• [Your assignment]:
What you return must be an exact copy of the lines in the listing below between the line holding "have going gets" and the line holding "This change doesn't", inclusive, and nothing more.

• [Extracted material]:
PR #658, opened 2026-06-01
feat(updates): restart-safe blocker classification (Step 1 of restart-safe sessions)

JKHeadley:
## ELI16 — telling apart the sessions that would survive a restart from the ones that wouldn't

When an update arrives, your agent won't restart while a session is running — it waits, so nothing you
have going gets interrupted. Sensible, except it means a downloaded, installed update can sit unapplied
for a long time simply because something is always running.

This change doesn't fix that. It does the step before: it works out, and shows you, **which** of the
running sessions would actually come back cleanly after a restart and which genuinely would not. Right
now that distinction doesn't exist — every running session counts equally as a reason to wait.

**Behaviour is deliberately unchanged.** Even when every single blocker is one that would survive a
restart, the agent still waits, exactly as before. This only creates the labels and shows them; acting
on them — restarting through the safe ones and carrying their work across — is a separate, later
decision that gets its own review.

The idea and its scope came from Codey during the mentorship loop; he identified that restart-deferral
is the root reason updates lag, and scoped this first slice.

## UX Impact

Who sees it: operators and API consumers inspecting update status.

What the user sees: the existing update-status response gains the read-only fields `restartSafeSessions` and `hardBlockingSessions`; restart behavior and messaging do not change.

First contact: the new fields appear the next time the updates status endpoint is read after this version is installed.

## What

Step 1 of **restart-safe sessions** — an idea **Codey (the codex agent) proposed and scoped** during the 2026-06-01 mentorship loop (drive-Codey-as-Justin). Codey independently identified that restart-deferral behind active sessions is the root reason updates lag (a published+installed update sits unapplied while any healthy session blocks the restart), and scoped this exact first slice.

This PR adds **observability-only** classification of the restart-deferral blocker set into `restartSafeSessions` (topics that resume cleanly across a restart — resumable autonomous topics with a per-topic state file) vs `hardBlockingSessions`, surfaced read-only through `GET /updates/status`.

## The restart decision is unchanged

A restart-safe blocker **still defers exactly as today** — even when *every* blocker is restart-safe, the gate still defers. This PR only establishes the classification primitive; *acting* on it (restarting through the safe ones, carrying their state across) is a deliberately deferred later step.

## Changes

- **`UpdateGate`** (pure logic): optional `restartSafetyResolver?(session)` predicate; `classifyRunningSessions` splits + stores `restartSafeSessions`/`hardBlockingSessions`; `GateResult` + `UpdateGateStatus` expose them; `reset()` clears them. **No resolver → all blockers hard, restart-safe empty (byte-for-byte prior behavior)**; a throwing resolver fails safe to "hard".
- **`AutoUpdater`**: wires the resolver to the per-topic autonomous-state-file check (`.instar/autonomous/<topicId>.local.md`); maps the two fields into `AutoUpdaterStatus`. Fails safe on missing topic id / fs error.
- **`routes.ts`**: `GET /updates/status` adds both fields to its pick-list (same pattern as #652/#59).

## Tests

- **+5 unit** (`tests/unit/UpdateGate.test.ts`): mixed blockers still defer + split correctly; all-restart-safe still defers (the no-behavior-change invariant); no-resolver back-compat; throwing-resolver fail-safe; reset clears.
- **+2 integration** (`tests/integration/updates-status-restart-safe-sessions-route.test.ts`): route surfaces both fields (populated + empty).
- tsc + lint clean. Full instar-dev ship-gate (spec + ELI16 + side-effects + fragment + trace).

## Review status

⚠️ **Opened for review, not auto-merged.** This is a forward-looking enhancement (not a regression fix), surfaced by Codey under the standing "fix gaps as proper fleet PRs" directive. The commit was authorized autonomously; the **merge decision is reserved for Justin**. Deferred later steps (forcing restart through safe sessions, capsule format, notices, post-restart validation, non-dev policy knobs) are explicitly out of scope per Codey's scoping.

Spec: `docs/specs/restart-safe-blocker-classification-spec.md` · ELI16: `…spec.eli16.md`


EchoOfDawn:
**Triage 2026-07-28: KEEP — and the reason inverted what I expected.**

I opened this expecting to cancel it as superseded after two months. Measured against `origin/main` instead:

- The feature did **not** land. `restart-safe` appears on main only in unrelated subsystems (`StuckInputSentinel`, `ProactiveSwapMonitor`, the swap ledger). `UpdateGate` still has no notion of blocker restart-safety.
- The obvious supersession candidate — the mid-work resume subsystem — **did** ship (`src/monitoring/ResumeQueue.ts`, `ResumeQueueDrainer.ts`). But `git grep -inE 'resumeQueue|midWork|resumable' origin/main -- src/core/UpdateGate.ts src/core/AutoUpdater.ts` returns **nothing**: neither file consults it.

So the adjacent problem (revive a session killed mid-work) is solved, while this PR's problem (classify which update-blocking sessions could safely be restarted *through*) is not — and the two compose. If the resume queue can revive a session, then blocking an update on that session is *less* justified than it was in June. **This PR's value went up, not down.**

Scope is unchanged and deliberately small: `restartSafeSessions` / its complement are observability-only splits of `blockingSessions`, populated only when a resolver is supplied, and the code comment states plainly that it "does NOT yet change the restart decision." Step 1 of N, with N still unbuilt — which is an argument for landing the observability first, not for discarding it.

**Blocker to landing:** the green checks on this PR ran **2026-06-01**, against a main that is now ~1,000 commits old. `mergeStateStatus: CLEAN` means no textual conflict — it does not mean CI passes today. I am not merging on a two-month-old green. Needs a branch refresh to trigger real CI, then a merge decision on that evidence.

Not closing. Recorded so this doesn't sit in a third state.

• [Exercise output]:
have going gets interrupted. Sensible, except it means a downloaded, installed update can sit unapplied
for a long time simply because something is always running.

This change doesn't fix that. It does the step before: it works out, and shows you, **which** of the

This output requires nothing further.